The crash was one of the worst aviation accidents in Cuba.

==Accident==
The flight was operated by Cubana de Aviación with a 1968 Soviet-build Ilyushin Il-18D registered as CU-T899 (MSN: 188011102). The aircraft took off from José Martí International Airport in Havana, heading to Managua, Nicaragua, at around 8 am local time. Shortly after takeoff the aircraft banked 30 degrees right two times, then baked left with a sharper angle and eventually crashed into a highway near San José de las Lajas, southwest of Havana. According to witnessess the aircraft was in trouble directly after take-off. All 38 people on board were killed.

==Victims==
On board there were 38 people, five crew members and 33 passengers. Initial reports stated a total of 40 people (32 passengers and 8 crew members). In total, victims included 10 people from Nicaragua, one from United States, Argentina, Guatemala, Costa Rica and Mexico and the others, 17 passengers and all eight crew members, were from Cuba.

The ten Nicaraguan people onboard included multiple government officials. One of them was Noel Gonzalez, the vice president of the Central Bank of Nicaragua, Francisco Gonzalez, the secretary of international relations of the Sandinista Workers' Centre and Hanz Gutierrez, an official in a Nicaraguan government's planning and budget ministry and embassy worker Marcos Valle. Next to them the daughter and of the Nicaraguan Ambassador in Cuba and the daughter of Doris Maria Tijerino who is the deputy interior minister were killed.

The American onboard was Sandy Pollack, secretary of the 'Committee for Peace' in the United States.

==Investigation==
Initial reports stated a technical malfunction of the aircraft caused the crash. It was also stated the aircraft couldn't make contact with a control tower on the Isle of Youth, south of the western coast of Cuba.

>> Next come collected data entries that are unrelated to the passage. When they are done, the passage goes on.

PR #1973, opened 2024-07-16
Remove deepcopy in TensileCreateLibrary

ellosel:
The `deepcopy` function is used throughout Tensile and one of the primary bottlenecks. This PR removes the deep copies of Solutions - namely those that occur in `TensileCreateLibrary`.  This significantly improves the turnaround time of `TensileCreateLibrary` by up to 40% depending on the input to the main.

Ideally, we could make the Solution class immutable as a part of these changes (which we attempted) but the solution changes in ways during runtime that would require a major refactor. 

To ensure that the program still behaves correctly, we ran the following tests:

- Standard CI tests
- A/B comparison to devel of manifest generation using TensileCreateLibrary 
- A/B comparison to devel of manifest generation   using rocBLAS install.sh
- Ran rocBLAS-tests on the feature branch without failure


Tensile/SolutionStructs.py
```diff
@@ -1720,60 +1721,61 @@ class Solution(collections.abc.Mapping):
...
   ########################################
   # get a list of kernel parameters for this solution
   def getKernels(self):
-    kernel = deepcopy(self)
-    kernel._state.update({"Kernel": True})
+    kernel = self
+    kernel._mutable_state.update({"Kernel": True})
     kernels = []
     kernels.append(kernel)
     return kernels
```
bstefanuk, line 1781: This function will now return a reference to the object itself instead of a full copy, which could have side-effects if calling code requires the original Solution object unchanged. This isn't necessarily avoidable, but it would be great if we could consume the original object.

Tensile/SolutionStructs.py
```diff
@@ -4945,20 +4947,27 @@ def getParameterValueAbbreviation( key, value ):
...
   def __getitem__(self, key):
+    if key in self._mutable_state:
+      return self._mutable_state[key]
     return self._state[key]
 
   def __setitem__(self, key, value):
+    printWarning(f"Mutating solution: {self._name} {key}")
     self._name = None
-    self._state[key] = value
+    self._mutable_state[key] = value
```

Cuba investigated the crash. The final investigation couldn't determine the exact cause of the crash. Two possible reaseons were indicated. At first failure of the artificial horizon; the flight instrument that indicates the orientation; could have cause the crash. It is also possible that the cargo shifted during the turn to the right, modifying the Center of Gravity and resulting in the loss of control of the aircraft. The main finding of the investigation indicated that a fire broke out in one of the engines.

===Postponing events===
The ceremony of the awarding of the "Augusto Cesar Sandino medal" to the chatolic priest Ernesto Cardenal, which was scheduled to take place in Nicaragua, was postponed due to the crash.

===Nicaraguan bodies return===
On 21 January, the ten Nicaraguans who were killed in the crash, where transported with a special flight to Managua. The return ceremony of this return was attended by among others Cuban President Fidel Castro.